Yes and yes (depnding on how much crap one has to cart around. :wink:


----------



## Hev (Feb 26, 2005)

hrmmmm, I have to say it is growing on me 

Hev x
ps. [email protected] pic tho


----------



## phope (Mar 26, 2006)

Hev said:


> hrmmmm, I have to say it is growing on me
> 
> Hev x
> ps. [email protected] pic tho


just as well it's growing on you...you're gonna have a cold and long walk home otherwise... :roll: :lol:

PS...give me your camera then :wink:


----------



## Hev (Feb 26, 2005)

phope said:


> Hev said:
> 
> 
> > hrmmmm, I have to say it is growing on me
> ...


I'll shut up now then!

   

Hev x


----------



## phope (Mar 26, 2006)

This car *ROCKS*...got a better chance to drive it tonight and even in it's running in state. the engine is really responsive...more so than the TT 225 I had previously and the ordinary GTI I test drove not so long ago

Can't wait to put a few more miles on it, to let me open it up

Amazing how many cars move over for a white car with xenons...must think it's the local police coming!


----------



## bmx (May 25, 2003)

that looks awesome mate 

cant wait for mine to come.


----------



## Carlos (May 6, 2002)

I see Autocar this week claim that the 5 door is better residually as it is more in demand :roll:

I gotta see how big 350 litres is


----------



## Carlos (May 6, 2002)

...big enough! 

Went to the VW dealer this morning to check it out. The Golf is a much bigger car than I thought, the boot is definitely big enough.


----------



## zedman (Jan 31, 2005)

phope, the cars gorgeous!


----------



## YELLOW_TT (Feb 25, 2004)

Defo looks much better in the white and 3 door my be I should have ordered one after all :?


----------



## kmpowell (May 6, 2002)

Carlos said:


> The Golf is a much bigger car than I thought


Too right! ... but it does have a slight negative - wait until you try parallel parking it! I've never had a problem in the past with my old cars judging the distance when parking, but I *still* can't got used to this Golf. When I think it's a tight fit I get the car half way in to the point I cant go back anymore, and then get out and check... only to find there is acres of room!

It's a very deceptively spacious car in all aspects!

:?


----------



## Rebel (Feb 12, 2005)

practize.......practize.......practize......

Personely i think the Golf V isn't that difficult to parc
Just try a A6, or the new TT for example..


----------



## jam225 (Jun 24, 2003)

phope said:


> This car *ROCKS*...got a better chance to drive it tonight and even in it's running in state. the engine is really responsive...more so than the TT 225 I had previously and the ordinary GTI I test drove not so long ago
> 
> Can't wait to put a few more miles on it, to let me open it up
> 
> Amazing how many cars move over for a white car with xenons...must think it's the local police coming!
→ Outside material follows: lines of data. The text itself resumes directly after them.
PR #157, opened 2016-07-27
native: add Dlaln2

vladimir-ch:


native/dlaln2.go
```diff
@@ -0,0 +1,386 @@
...
+//
+// xnorm contains the infinity-norm of X when X is regarded as a na×nw real
+// matrix.
+//
+// ok will be false if (ca A - w D) had to be perturbed to make its smallest
+// singular value greater than smin, otherwise ok will be true.
+//
+// Dlaln2 is an internal routine. It is exported for testing purposes.
+func (impl Implementation) Dlaln2(trans bool, na, nw int, smin, ca float64, a []float64, lda int, d1, d2 float64, b []float64, ldb int, wr, wi float64, x []float64, ldx int) (scale, xnorm float64, ok bool) {
+	if na != 1 && na != 2 {
```
btracey: Is it worth making these typed constants?

Maybe better still is to add a TODO that maybe these should be split into different functions given we can have a complex type? Not sure what our future plan is (if any) on that.

native/dlaln2.go
```diff
@@ -0,0 +1,386 @@
+// Copyright ©2016 The gonum Authors. All rights reserved.
+// Use of this source code is governed by a BSD-style
+// license that can be found in the LICENSE file.
+
+package native
+
+import "math"
+
+// Dlaln2 solves a 1×1 or 2×2 linear system of equations of the form
```
btracey: Can I just comment how strange it is to have a function that solves a "1x1 system of linear equations". You mean division?

native/dlaln2.go
```diff
@@ -0,0 +1,386 @@
...
+		// Check scaling for X = B / C.
+		bnorm := math.Abs(b[0]) + math.Abs(b[1])
+		if cnorm < 1 && bnorm > math.Max(1, bignum*cnorm) {
+			scale = 1 / bnorm
+		}
+
+		// Compute X.
+		cx := complex(scale*b[0], scale*b[1]) / complex(csr, csi)
+		x[0], x[1] = real(cx), imag(cx)
+		xnorm = math.Abs(x[0]) + math.Abs(x[1])
```
btracey: I agree that's what Lapack does, but that's a strange definition of complex norm...

native/dlaln2.go
```diff
@@ -0,0 +1,386 @@
...
+	}
+
+	// 2×2 system.
+
+	// Compute the real part of
+	//  C = ca A   - w D
+	// or
+	//  C = ca A^T - w D.
+	crv := [4]float64{
+		ca*a[0] - wr*d1, ca * a[1],
```
btracey: Could you put these on newlines? I know it's like a 2x2, but the comma is subtle, and so it looks like only two entries are specified

native/dlaln2.go
```diff
@@ -0,0 +1,386 @@
...
+		ca * a[lda], ca*a[lda+1] - wr*d2,
+	}
+	if trans {
```
btracey: It looks like the layout is backward from Lapack. Just checking this is intentional.

native/dlaln2.go
```diff
@@ -0,0 +1,386 @@
...
+	xnorm = math.Max(math.Abs(xr1)+math.Abs(xi1), math.Abs(xr2)+math.Abs(xi2))
+
+	// Further scaling if norm(A)*norm(X) > overflow.
+	if xnorm > 1 && cmax > 1 && xnorm > bignum/cmax {
+		temp := cmax / bignum
+		x[0] *= temp
+		x[1] *= temp
+		x[ldx] *= temp
+		x[ldx+1] *= temp
+		xnorm = temp
```
btracey: xnorm and scale should be *=temp?

btracey:
LGTM with minor fixes

native/dlaln2.go
vladimir-ch: I'm not sure. `na` is the problem size, so making it a typed constant is not worth it I think, even though it can take only two values. Making `nw` a bool would be natural but again I'm not sure if it's worth it.

Splitting the function into two and using a complex type for w, b, x, is an interesting idea. Similar Go-ification would be applicable also to other routines. It touches on the question of how much we want to follow LAPACK API in such detail. With these internal routines we probably don't need to restict ourselves too much.

I'll add a TODO.

native/dlaln2.go
vladimir-ch: Good catch, thanks.

native/dlaln2.go
vladimir-ch: Yes, it is intentional, I convert to row-major even these internal computations.

native/dlaln2.go
vladimir-ch: Done.

native/dlaln2.go
vladimir-ch: Yes, in the end it is just a careful division but the statement as it is is correct. Between two alternatives that I saw:
`Dlaln2 solves a linear system of na equations of the form ...`
`Dlaln2 solves a linear equation or a system of 2 equations of the form ...`.
I went with the second one.

native/dlaln2.go
vladimir-ch: Unusual but still a norm.

PR #159, opened 2016-08-01
native,testlapack: document and test that Dlaexc return true when n1=n2=1

vladimir-ch:
`Dtrexc` uses (depends on) this behavior, so it makes sense to make it more formal by documenting and testing it. PTAL


btracey:
LGTM

PR #162, opened 2016-08-02
native,testlapack: fix Dlaexc and its test

vladimir-ch:
I'm sorry. If only someone could elucidate what exactly I was thinking when I wrote the original ...

Such a wholly unremarkable off-by-one error. Why this went (almost) undetected: because of the error, the matrix d did not have zeros where it should, therefore Dlaexc returned with a false in the `> thresh` checks, and therefore the tests exited early `if !ok`. I did notice that Dlaexc returned sometimes with a false but I didn't notice that it was always except for the trivial or 1x1 cases. Therefore I mistakenly attributed it to floating point effects.

The tests are a different story. I noticed **something** is wrong with them after fixing the indexing error. I don't know what I was thinking there.

PTAL @kortschak @btracey

### DIFF
--- a/native/dlaexc.go
+++ b/native/dlaexc.go
@@ -111,7 +111,7 @@ func (impl Implementation) Dlaexc(wantq bool, n int, t []float64, ldt int, q []f
 	// Solve T11*X - X*T22 = scale*T12 for X.
 	var x [4]float64
 	const ldx = 2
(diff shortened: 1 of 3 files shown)


vladimir-ch:
Added a couple of helper functions to simplify the tests and removed Dlanv2 from the Dlaexcer interface.

btracey:
Sorry for missing that earlier. Glad you corrected the mistake. It's generally pretty hard to review these as we all know. LGTM.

Stunning looking car Phope 8) White really suits the ED30


----------



## blagman (Sep 11, 2006)

Looking 8)


----------



## Carlos (May 6, 2002)

I'm getting giddy about this car now, to the point where I put a deposit on one today. It won't be to everyone's taste on here - it's a diamond black 5 door, but I fell in love with a 3 door in the same colour at the weekend, and jumped at the opportunity to buy one of the last off the production line (won't be here for 3 weeks or so).

Good review here, I am lapping this up:

http://cars.uk.msn.com/Reviews/article. ... wsignin1.0


----------



## phope (Mar 26, 2006)

have done around 450 miles now in the last week - took it to Glasgow and back from Aberdeen last weekend

Not really had a chance to open it up yet. but you can feel the extra urge compared to the ordinary 2.0T engine, but haven't gone above 4000rpm yet for any length of time

Very fast, very solidly built and once run in, is going to be very rapid 8)
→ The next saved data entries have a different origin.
PR #165, opened 2016-08-03
native,cgo: add Dtrexc

vladimir-ch:
Needs #162 but submitting in advance to give time for review. The test for this covers Dlaexc completely, so it serves as a further confirmation of correctness of Dlaexc.

### DIFF
--- a/cgo/lapack.go
+++ b/cgo/lapack.go
@@ -1332,6 +1332,79 @@ func (impl Implementation) Dtrcon(norm lapack.MatrixNorm, uplo blas.Uplo, diag b
 	return rcond[0]
 }
 
+// Dtrexc reorders the real Schur factorization of a n×n real matrix
+//  A = Q*T*Q^T
+// so that the diagonal block of T with row index ifst is moved to row ilst.
+//
+// On entry, T must be in Schur canonical form, that is, block upper triangular
+// with 1×1 and 2×2 diagonal blocks; each 2×2 diagonal block has its diagonal
+// elements equal and its off-diagonal elements of opposite sign.
+//
+// On return, T will be reordered by an orthogonal similarity transformation Z
+// as Z^T*T*Z, and will be again in Schur canonical form.
+//
+// If compq is lapack.EigDecomp, on return the matrix Q of Schur vectors will be
+// updated by postmultiplying it with Z. If compq is lapack.EigValueOnly, the
+// matrix Q is not referenced and will not be updated. For other values of compq
+// Dtrexc will panic.
+//
+// ifst and ilst specify the reordering of the diagonal blocks of T. The block
+// with row index ifst is moved to row ilst, by a sequence of transpositions
+// between adjacent blocks.
+//
+// If ifst points to the second row of a 2×2 block, ifstOut will point to the
+// first row, otherwise it will be equal to ifst.
+//
+// ilstOut will point to the first row of the block in its final position. If ok
+// is true, ilstOut may differ from ilst by +1 or -1.
+//
+// It must hold that
+//  0 <= ifst < n, and  0 <= ilst < n,
+// otherwise Dtrexc will panic.
+//
+// If ok is false, two adjacent blocks were too close to swap because the
+// problem is very ill-conditioned. T may have been partially reordered, and
+// ilstOut will point to the first row of the block at the position to which it
+// has been moved.
+//
+// work must have length at least n, otherwise Dtrexc will panic.
+//
+// Dtrexc is an internal routine. It is exported for testing purposes.
+func (impl Implementation) Dtrexc(compq lapack.EigComp, n int, t []float64, ldt int, q []float64, ldq int, ifst, ilst int, work []float64) (ifstOut, ilstOut int, ok bool) {
+	checkMatrix(n, n, t, ldt)
+	switch compq {
+	default:
+		panic(badEigComp)
+	case lapack.EigValueOnly:
+		// q is not referenced but LAPACKE checks that ldq >= n always.
+		q = nil
+		ldq = max(1, n)
+	case lapack.EigDecomp:
+		checkMatrix(n, n, q, ldq)
+	}
+	if (ifst < 0 || n <= ifst) && n > 0 {
+		panic("lapack: ifst out of range")
+	}
+	if (ilst < 0 || n <= ilst) && n > 0 {
+		panic("lapack: ilst out of range")
+	}
+	if len(work) < n {
+		panic(badWork)
+	}
+
+	// Quick return if possible.
+	if n <= 1 {
+		return ifst, ilst, true
+	}
+
+	ifst32 := []int32{int32(ifst + 1)}
+	ilst32 := []int32{int32(ilst + 1)}
+	ok = clapack.Dtrexc(lapack.CompSV(compq), n, t, ldt, q, ldq, ifst32, ilst32, work)
+	ifst = int(ifst32[0] - 1)
+	ilst = int(ilst32[0] - 1)
+	return ifst, ilst, ok
+}
+
 // Dtrtri computes the inverse of a triangular matrix, storing the result in place
 // into a. This is the BLAS level 3 version of the algorithm which builds upon
 // Dtrti2 to operate on matrix blocks instead of only individual columns.
--- a/native/dtrexc.go
+++ b/native/dtrexc.go
@@ -1,0 +1,220 @@
+// Copyright ©2016 The gonum Authors. All rights reserved.
+// Use of this source code is governed by a BSD-style
+// license that can be found in the LICENSE file.
+
+package native
+
+import "github.com/gonum/lapack"
+
+// Dtrexc reorders the real Schur factorization of a n×n real matrix
+//  A = Q*T*Q^T
+// so that the diagonal block of T with row index ifst is moved to row ilst.
+//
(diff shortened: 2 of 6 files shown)


native/dtrexc.go
```diff
@@ -0,0 +1,217 @@
...
+				}
+				here += nbnext
+				// Test if 2×2 block breaks into two 1×1 blocks.
+				if nbf == 2 && t[(here+1)*ldt+here] == 0 {
+					nbf = 3
+				}
+				continue
+			}
+
+			// Current block consists of two 1×1 blocks each of
```
vladimir-ch: The rest of the loop body here and in the default case below is not covered by the tests. I don't know how to prepare a 2x2 block in Schur canonical form (with two conjugate eigenvalues) that after swapping with the neighboring block splits into two 1x1 blocks (that is, the block suddeny has two real eigenvalues). I see two explanations:

1. Either some weird, rare floating point effects could occur but I feel this is unlikely. In case of numerical trouble Dlaexc returns false. Or
2. It is to handle the case that the input 2x2 block is in fact not in Schur canonical form and has two real eigenvalues. In other words, the code handles more general case than what the documentation indicates. This is supported by the fact that if I prepare the matrix T to have 2x2 blocks not necessarily in Schur canonical form (and therefore with some probability some will have two real eigenvalues), these two sections become covered. The tests (mostly) succeed although I disabled the eigenvalue comparisons because they need the blocks to be in the Schur form. A couple (in the current setup 17) of cases fail because of numerical effects at `dlaexc.go:204`. The values involved in the check there are typically something like `5.7870375158586285e-15 6.071532165918825e-15 5.350671296697453e-15`.

I will try to ask LAPACK directly but independently of that, do we want to do anything about it?

vladimir-ch:
Ready for review, PTAL

cgo/lapack.go
```diff
@@ -1332,6 +1332,76 @@ func (impl Implementation) Dtrcon(norm lapack.MatrixNorm, uplo blas.Uplo, diag b
...
+// between adjacent blocks.
+//
+// On return, if ifst pointed to the second row of a 2×2 block, ifstOut will
+// point to the first row, otherwise it will be equal to ifst. ilstOut will
+// point to the first row of the block in its final position (if ok is true,
+// ilstOut may differ from ilst by +1 or -1). It must hold that
+//  0 <= ifst < n, and  0 <= ilst < n,
+// otherwise Dtrexc will panic.
+//
+// On return, if ok is false, two adjacent blocks were too close to swap (the
```
kortschak: Replace the parenthesis with "because the problem...".

vladimir-ch: Done (plus some splitting of the previous paragraph).

native/dtrexc.go
```diff
@@ -0,0 +1,217 @@
...
+// work must have length at least n, otherwise Dtrexc will panic.
+//
+// Dtrexc is an internal routine. It is exported for testing purposes.
+func (impl Implementation) Dtrexc(compq lapack.EigComp, n int, t []float64, ldt int, q []float64, ldq int, ifst, ilst int, work []float64) (ifstOut, ilstOut int, ok bool) {
+	checkMatrix(n, n, t, ldt)
+	var wantq bool
+	switch compq {
+	default:
+		panic(badEigComp)
+	case lapack.EigValueOnly:
```
kortschak: Add comment that there is nothing to do.

native/dtrexc.go
```diff
@@ -0,0 +1,220 @@
...
+	}
+
+	ok = true
+
+	// Quick return if possible.
+	if n <= 1 {
+		return ifst, ilst, true
+	}
+
+	// Determine the first row of specified block and find out it is 1×1 or 2×2.
```
kortschak: Break line for consistency?

native/dtrexc.go
```diff
@@ -0,0 +1,220 @@
...
+		nbl = 2
+	}
+
+	switch {
+	case ifst == ilst:
+		return ifst, ilst, true
+
+	case ifst < ilst:
+		// Update ilst.
+		if nbf == 2 && nbl == 1 {
```
kortschak: These conditions are mutually exclusive. Make them `...else if...` or a switch.

native/dtrexc.go
```diff
@@ -0,0 +1,220 @@
...
+
+			if nbf == 1 || nbf == 2 {
+				// Current block either 1×1 or 2×2.
+				nbnext := 1 // Size of the next block.
+				if here+nbf+1 < n && t[(here+nbf+1)*ldt+here+nbf] != 0 {
+					nbnext = 2
+				}
+				ok = impl.Dlaexc(wantq, n, t, ldt, q, ldq, here, nbf, nbnext, work)
+				if !ok {
+					return ifst, here, false
```
kortschak: Just for the sake of clarity, please assign `here` to `ilst` and return the canonically named vars.

native/dtrexc.go
```diff
@@ -0,0 +1,220 @@
...
+			}
+			here += 2
+		}
+		return ifst, here, true
+
+	default: // ifst > ilst
+		here := ifst
+		for here > ilst {
+			// Swap block with next one above.
+
```
kortschak: delete blank line

native/dtrexc.go
```diff
@@ -0,0 +1,220 @@
...
+		if nbf == 2 && nbl == 1 {
+			ilst--
+		}
+		if nbf == 1 && nbl == 2 {
+			ilst++
+		}
+		here := ifst
+		for here < ilst {
+			// Swap block with next one below.
+
```
kortschak: delete blank line

native/dtrexc.go
```diff
@@ -0,0 +1,220 @@
...
+				if nbf == 2 && t[(here+1)*ldt+here] == 0 {
+					nbf = 3
+				}
+				continue
+			}
+
+			// Current block consists of two 1×1 blocks each of
+			// which must be swapped individually.
+			nbnext := 1
+			if here-2 >= 0 && t[(here-1)*ldt+here-2] != 0 {
```
kortschak: `here > 1`? This shows the bounds check most clearly.

native/dtrexc.go
```diff
@@ -0,0 +1,220 @@
...
+				if nbf == 2 && t[(here+1)*ldt+here] == 0 {
+					nbf = 3
+				}
+				continue
+			}
+
+			// Current block consists of two 1×1 blocks each of
+			// which must be swapped individually.
+			nbnext := 1 // Size of the next block.
+			if here+3 < n && t[(here+3)*ldt+here+2] != 0 {
```
kortschak: `here < 3`

native/dtrexc.go
```diff
@@ -0,0 +1,220 @@
...
+
+	default: // ifst > ilst
+		here := ifst
+		for here > ilst {
+			// Swap block with next one above.
+
+			if nbf == 1 || nbf == 2 {
+				// Current block either 1×1 or 2×2.
+				nbnext := 1
+				if here-2 >= 0 && t[(here-1)*ldt+here-2] != 0 {
```
kortschak: `here > 1`

kortschak:
Comments are all take or leave (I don't feel strongly about any of them).

Code LGTM, but wait for @btracey on that and the tests.

native/dtrexc.go
vladimir-ch: Done.

native/dtrexc.go
vladimir-ch: Done.

native/dtrexc.go
vladimir-ch: Done with a switch.

native/dtrexc.go
vladimir-ch: Yeah, I thought about what is the best way when I wrote it and I'm also undecided. Maybe, just maybe, I prefer the current form.

native/dtrexc.go
vladimir-ch: Done.

native/dtrexc.go
vladimir-ch: Done.

native/dtrexc.go
vladimir-ch: Again, I'm undecided. I started using this form after recent @btracey's suggestion. In that case the index was more complex but I started to like this form because it directly links to the index used in `t[...]` (the smaller index must be non-negative). It also helps me in translating from Fortran. For the moment I'm leaving it.

native/dtrexc.go
kortschak: What to do really depends on what the answer from Netlib is. If there is a reasonable answer then there should be a comment block explaining the situation. If your 2. is correct, then adding the relevant tests would be worthwhile.

testlapack/dtrexc.go
```diff
@@ -0,0 +1,226 @@
...
+	if !isOrthonormal(q) {
+		t.Errorf("%v: Q is not orthogonal", prefix)
+	}
+	// Check that Q is unchanged outside of columns [modMin,modMax].
+	for i := 0; i < n; i++ {
+		for j := 0; j < n; j++ {
+			if modMin <= j && j < modMax {
+				continue
+			}
+			diff := q.Data[i*q.Stride+j] - qCopy.Data[i*qCopy.Stride+j]
```
btracey: Just call this directly in the if?

btracey:
LGTM as well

Mine came with Dunlop SP Sportmaxx tyres, which get a mixed review from internet forums. They seem fine to me so far with excellent grip in the wet, but will get a better idea once the miles have gone on, and the weather improves

Can't think of any changes I'd make at this time...I just love this car 8)


----------



## Stu-Oxfordshire (May 7, 2002)

phope said:


> Mine came with Dunlop SP Sportmaxx tyres, which get a mixed review from internet forums. They seem fine to me so far with excellent grip in the wet, but will get a better idea once the miles have gone on, and the weather improves


That's quite surprising; my understanding was they cam with Conti's on as std? 
I have conti's on my daily runner; very impressed with them.


----------



## phope (Mar 26, 2006)

every Edition 30 I've seen so far has come with either

Dunlop SP Sportmaxx
Continental SportContact2
Bridgestone Potenza RE050

I've had the Conti before on my Beetle 1.8t, and they were OK, if nothing spectacular for wear and grip

Given the choice, would have opted for Michelin PS2s as fitted to my previous TT 225, but will see how the Sportmaxx compares


----------



## phope (Mar 26, 2006)

a few better pics from today...very overcast, but came out OK


----------



## kmpowell (May 6, 2002)

Hubba Hubba! 8)


----------



## bmx (May 25, 2003)

nice mate, whats inside the car mate?


----------



## kmpowell (May 6, 2002)

bmx said:


> whats inside the car mate?


Seats and a steering wheel?


----------



## phope (Mar 26, 2006)

bmx said:


> nice mate, whats inside the car mate?


a complete Votex Beetle bumper, for selling to a contact

The Golf is even practical...can carry all sorts of crap with ease!


----------



## eko (Nov 5, 2006)

Nice looking car.

So what did you think of the Falkirk Wheel?


----------



## Speed Racer (May 21, 2006)

phope said:


> Given the choice, would have opted for Michelin PS2s as fitted to my previous TT 225, but will see how the Sportmaxx compares


You'll appreciate them more and more I bet. They grip like hell and are quiet with very supple ride quality. Just mounted mine back up today and first thing I noticed is the softer ride and amazing lateral grip with zero squeal. What just came off my car were the OEM Dunlop SP 9000s (with about 5,000 miles on them), which I mounted back up for winter (where the car sits in the garage and gets ocassional mileage when the sun is shining and temps over freezing).

The Sport Maxx is the best value in a performance tire. Will deliver extremely close to the all-out performance of the PS2 but will last far longer.

Very nice GTi BTW!


----------



## YELLOW_TT (Feb 25, 2004)

Best looking ED30 I have seen so far


----------